• THE PROBLEM: Tell me, please, how many lines in the records below include the word "opened". Give no more than the number.

• INPUT RECORDS:
PR #1347, opened 2024-05-17
2.10.1 patch

chiaberry:
patch fix

https://github.com/cityofaustin/atd-data-tech/issues/17287
and
https://github.com/cityofaustin/atd-data-tech/issues/17277


mddilley (approved):
🚢 🩹 🙌

PR #1350, opened 2024-05-22
Prevent staff list from showing stale data

chiaberry:
## Associated issues

https://github.com/cityofaustin/atd-data-tech/issues/17286

## Testing
**URL to test:**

• RESPONSE: 2